*** DATA Section Begins ***

PR #14903, opened 2016-07-12
fix($sanitize): blacklist the `usemap` attribute

gkalpak:
Backport of 234053f.

BREAKING CHANGE:

The `$sanitize` service will now remove instances of the `usemap` attribute from any elements passed to it.

This attribute is used to reference another element by `name` or `id`. Since the `name` and `id` attributes are already blacklisted, a sanitized `usemap` attribute could only reference unsanitized content, which is a security risk.

### DIFF
--- a/karma-shared.conf.js
+++ b/karma-shared.conf.js
@@ -45,8 +45,8 @@ module.exports = function(config, specificOptions) {
       'SL_Safari': {
         base: 'SauceLabs',
         browserName: 'safari',
-        platform: 'OS X 10.9',
-        version: '7'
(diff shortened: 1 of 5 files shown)


petebacondarwin:
LGTM

attritionorg:
Is this fix related to http://pivotal.io/security/cve-2016-0926?

gkalpak:
@attritionorg , I doubt it, since this is a backport of 234053f, which has been fixed since January 22, 2016.

gkalpak:
Merged as ac0d528 and dd4ce50.

PR #407, opened 2019-10-23
1589743: Don't log pings twice

mdboom:
This now matches the behavior of glean-ac (logging from the uploader)


mdboom:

*** DATA Section Ends ***

PROBLEM: Reading the records above, count the lines that include "karma" and say only how many.

YOUR RESPONSE: 2